The Berland State University is hosting a ballroom dance in celebration of its 100500-th anniversary! n boys and m girls are already busy rehearsing waltz, minuet, polonaise and quadrille moves.
We know that several boy&girl pairs are going to be invited to the ball. However, the partners’ dancing skill in each pair must differ by at most one.

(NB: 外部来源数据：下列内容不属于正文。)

Issue #2157, opened 2024-09-26
[MAINTENANCE] Remove Ameba from shard dependencies


kosstennbl:
Ameba is a crystal-lang static linting tool, which can be ran in different ways. https://github.com/crystal-ameba/ameba

Currently we experience issues with upgrading crystal version due to incompatible versions of ameba and crystal.
And even through Ameba is mentioned in dependencies of testsuite, it isn't being used in any way for CI or otherwise.

Proposal is to remove Ameba from project dependencies, and then, in future issues, update crystal version and later, add Ameba to CI via building it from source.

No other projects under testsuite use Ameba, it should be safe to only remove it from shard.yml and shard.lock here.

Issue #2159, opened 2024-09-26
[Feature] Add Ameba to CI runs


kosstennbl:
If Ameba would be removed from dependencies and crystal-version would be updated (#2157, #2158), we can re-add Ameba to testsuite, but not in form of shard dependency, but rather as a tool in our CI

Proposal is to add a new workflow to GitHub actions, which would build ameba from sources and then run static lint on a repo.
Together with that, all issues would have to be fixed (1500+ LOC), but most of them are very simple and can be auto-corrected.

Instructions for installation and usage:
https://github.com/crystal-ameba/ameba

PR #2160, opened 2024-09-27
ameba: Remove ameba from shard dependencies

kosstennbl:
## Description
Ameba is a linting tool, which isn't being used in our CI pipelines, and causes complications with crystal version update.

For each boy, we know his dancing skills. Similarly, for each girl we know her dancing skills. Write a code that can determine the largest possible number of pairs that can be formed from n boys and m girls.
Input
The first line contains an integer n (1 ≤ n ≤ 100) — the number of boys. The second line contains sequence a1, a2, …, an (1 ≤ ai ≤ 100), where ai is the i-th boy’s dancing skill.

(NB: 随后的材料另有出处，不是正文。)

Issue #2199, opened 2025-01-07
[Feature] Refactor Logging System: Reduce Noise & Add more informational logs


svteb:
**Is your feature request related to a problem? Please describe.**
There are currently too many logs that do not provide any useful information and merely cause noise. Certain logs are incorrectly categorized (INFO should be DEBUG and vice versa). Additionally it is hard to determine the cause of failure in many tests since we do not log the state of the cluster after failure (test resources, deployments, etc.)

**Describe the solution you'd like**

**Noise:**
- [ ] Consider shortening the log header itself, the current format is `I, [2025-01-03 07:23:11 +00:00 #189258]  INFO -- `, it is quite apparent that we do not need to specify `I` and `INFO` as they are the same. The UTC offset and process PID also seems useless. 
- [ ] Utilize the `Log.for()` to scope the logs more appropriately (it takes considerable time to figure out where a log is coming from in the first place)
- [ ] The `cnf_install` (formerly `cnf_setup`) execution prints 4 lines of logs every second. Should be drastically reduced.
- [ ] Miscellaneous logs with no apparent meaning should be removed/refactored.
- [ ] Certain logs print out entire network statuses, manifests, process information and the like. These can be significantly reduced by only printing out information relevant to the test.
- [ ] Certain logs could be batched together into a single array (there are various for loops where an IP address/network status are printed on separate lines when looking for a "match").
- [ ] In various parts of the testsuite a `Unable to use a TTY - input is not a terminal or the right kind of file` error is printed out, determine the cause and remove it.
- [ ] Determine case by case which logs really belong to INFO and DEBUG categories.
- [ ] Format the printed logs in a logical manner (use `\n` in case of multiline outputs, e.g. so that manifests are properly formatted and the first line is not offset).

- Most of the noise comes from the libraries (shards) that testsuite makes use of.

**Information:**
- [ ] After failure the cluster resources should be printed out (figuring this out could prove to be more difficult than apparent).
- [ ] Attempt to make the INFO logs more "humanly" readable. 

**Describe alternatives you've considered**
- As the testsuite slowly transitions into a more OOP model, we could consider implementing an inheritable class to ease log scoping for classes (research more into `Log.for` and `Log.builder`).

**Additional context**
This ticket will be updated as new problems are found, please comment if you have any other ideas/findings. As these changes do not only span tens of files but also numerous libraries, the changes should not come in a single pull request, but be split, to allow a sensible review process.

PR #2252, opened 2025-04-01
Refactor 'setup' part of the testsuite

rafal-lal:
## Description
Refactor 'setup' part of the testsuite with focus on logs, removing unused stuff and cleaning the code. Subsequent PRs will be added for each tool that is being set up to make changes reviewable.

## Issues:
Refs: #2199

## How has this been tested:
 - [ ] Verified all A/C passes
     * [ ] develop
     * [ ] master
     * [ ] tag/other branch
 - [x] Test environment
    * [ ] New Packet K8s cluster
    * [x] Kind cluster
 - [ ] Have not tested

## Types of changes:
 - [ ] Documentation update

## Checklist:
**Documentation**
- [x] No updates required.

**Code Review**

**Issue**


src/tasks/utils/utils.cr
```diff
@@ -380,3 +375,20 @@ def self.find(directory : String, wildcard : String)
 
   found_files
 end
+
+def download(url : String, output_path : String,
```
martin-mat, line 379: That looks too generic function name. Maybe "download_file" or "http_download"?

src/tasks/utils/utils.cr
```diff
@@ -368,7 +363,7 @@ def with_kubeconfig(kube_config : String, &)
   result
 end
 
-def self.find(directory : String, wildcard : String)
+def find(directory : String, wildcard : String)
```
martin-mat, line 366: "find" is too generic. Maybe "find_files"?

martin-mat (changes requested):

svteb (changes requested):
I disagree with the removal of FluentD flavor, while it might not be used in the code explicitly, if you look at the implementation of `routed_logs`, we search for common known flavors of fluent and this is one of them. This approach isn't the best, but removing it at this time is not appropriate. I also don't understand the reason for the observability spec test removal.

Additionally, what about `src/tasks/prereqs`? Did you consider some changes with it/maybe including it in the setup namespace or moving it elsewhere (just looks like a good time to do something with it).

src/tasks/utils/utils.cr
svteb, line 379: I am wondering if we should create a custom download error exception for better handling, something like:

```
class DownloadError < Exception
  def initialize(message : String)
    super(message)
  end
end
```

then we could extend this function to include the expected HTTP::Client.get exceptions. This might be a little overkill but it would allow for more fidelity when rescuing.

```
  rescue ex : Socket::Error
    raise DownloadError.new("Network issue during download", ex)
  rescue ex : IO::TimeoutError
    raise DownloadError.new("Timeout during download", ex)
  rescue ex : OpenSSL::SSL::Error
    raise DownloadError.new("SSL error during download", ex)
  rescue ex : HTTP::Client::Error
    raise DownloadError.new("HTTP client error", ex)
```

We can discuss this.

spec/cluster_setup_spec.cr
```diff
@@ -4,12 +4,13 @@ require "../src/tasks/utils/utils.cr"
 
 describe "Cluster Setup" do
   it "'install_cluster_tools' should give a message if namespace does not exist", tags: ["cluster_setup"]  do
-    KubectlClient::Delete.resource("namespace", ClusterTools.namespace)
-    result = ShellCmd.run_testsuite("install_cluster_tools")
+    begin KubectlClient::Delete.resource("namespace", ClusterTools.namespace) rescue Exception end
```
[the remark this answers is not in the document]
rafal-lal: Done.

src/tasks/utils/utils.cr
rafal-lal: Sounds good.

src/tasks/utils/utils.cr
rafal-lal: agree.

spec/utils/utils_spec.cr
```diff
@@ -202,4 +203,104 @@ describe "Utils" do
...
+      when "/redirect"
+        response.status_code = 302
+        response.headers["Location"] = "http://#{ip}:#{port}/success"
+        response.print("redirecting to /success")
+      when "/error"
+        response.status_code = 404
+        response.print("not found")
+      when "/auth"
+        auth_header = request.headers["Authorization"]
+        if auth_header && auth_header.starts_with?("Bearer ")
```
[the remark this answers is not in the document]
rafal-lal: Yes and no, `Bearer` would generally work but edge case in which token is in bad format (misspelled) `Bearertokenwithoutspace`. This could happen when typing token manually or pasting. Normally I would ignore, but if it means just adding whitespace in one line I decided to go with it.

src/tasks/setup/cluster_api_setup.cr
```diff
@@ -0,0 +1,85 @@
...
+
+    clusterctl = Path["~/.cluster-api"].expand(home: true)
+
+    FileUtils.mkdir_p("#{clusterctl}")
+
+    File.write("#{clusterctl}/clusterctl.yaml", "CLUSTER_TOPOLOGY: \"true\"")
+
+    cluster_init_cmd = "clusterctl init --infrastructure docker"
+    stdout = IO::Memory.new
+    Process.run(cluster_init_cmd, shell: true, output: stdout, error: stdout)
```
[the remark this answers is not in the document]
rafal-lal: Fixed in subsequent cluster_api PR so ignoring it here.

src/tasks/setup/cluster_api_setup.cr
```diff
@@ -0,0 +1,85 @@
...
+    create_cluster_file = "#{current_dir}/capi.yaml"
+
+    create_cluster_cmd = "clusterctl generate cluster capi-quickstart   --kubernetes-version v1.24.0   --control-plane-machine-count=3 --worker-machine-count=3  --flavor development > #{create_cluster_file} "
+
+    Process.run(
+      create_cluster_cmd,
+      shell: true,
+      output: create_cluster_stdout = IO::Memory.new,
+      error: create_cluster_stderr = IO::Memory.new
+    )
```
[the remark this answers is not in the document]
rafal-lal: Same as above.

src/tasks/utils/utils.cr
rafal-lal: IMO this is bit too much and just exception rescuing might be good enough. I'm not saying your suggestion isnt valid, but how many different errors to check are there? And lets think about outcome of rescuing, will it change based on exception rescued or will it be logged the same way.

rafal-lal:
> I disagree with the removal of FluentD flavor, while it might not be used in the code explicitly, if you look at the implementation of `routed_logs`, we search for common known flavors of fluent and this is one of them. This approach isn't the best, but removing it at this time is not appropriate. I also don't understand the reason for the observability spec test removal.
> 
> Additionally, what about `src/tasks/prereqs`? Did you consider some changes with it/maybe including it in the setup namespace or moving it elsewhere (just looks like a good time to do something with it).

1. Let me investigate and fix that.
2. Lets discuss. I think prereqs belong in setup as well.

martin-mat (approved):
lgtm

svteb (approved):
lgtm

collivier (approved):
good work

Similarly, the third line contains an integer m (1 ≤ m ≤ 100) — the number of girls. The fourth line contains sequence b1, b2, …, bm (1 ≤ bj ≤ 100), where bj is the j-th girl’s dancing skill.
Output
Print a single number — the required maximum possible number of pairs.
Examples
Input
4
1 4 6 2
5
5 1 5 7 9
Output
3
Input
4
1 2 3 4
4
10 11 12 13
Output
0
Input
5
1 1 1 1 1
3
1 2 3
Output
2
题意
一场交谊舞,有n个男孩和m个女孩,一男一女组成一组,然而,每对舞伴的舞蹈技能最多只能相差一分。我们知道每个男孩和女孩的舞技是多少,问:n个男孩和m个女孩可以形成的最大的组。
解题思路
一道思路比较简单的题,看到这道题,我的第一想法就是先确定一个男孩,然后在女生中寻找符合条件的,有符合的条件的,就把这一组去掉,继续下一个男孩;如果没有,直接下一个男孩。为了方便代码实现,可以先对两个数组排序,再遍历即可
代码实现:
#include<iostream>
#include<algorithm>
using namespace std;
const int N = 1e3 + 10;
int a[N],b[N];
int main()
{
int m,w;
cin >> m;
for (int i = 0; i < m; i++)
cin >> a[i];
cin >> w;
for (int i = 0; i < w; i++)
cin >> b[i];
sort(a, a + m);//男孩排序
sort(b, b + w);//女孩排序
int k = 0,ans=0;
for (int i = 0; i < m; i++)//遍历男孩
{
for (int j =k ; j < w; j++)//遍历女孩
{
if (b[j] == a[i] || b[j] == (a[i] - 1) || b[j] == (a[i] + 1))
//判断是否有符合的
{
ans++;
k = j + 1;
break;
}
else
continue;
}
}
cout << ans << endl;
return 0;
}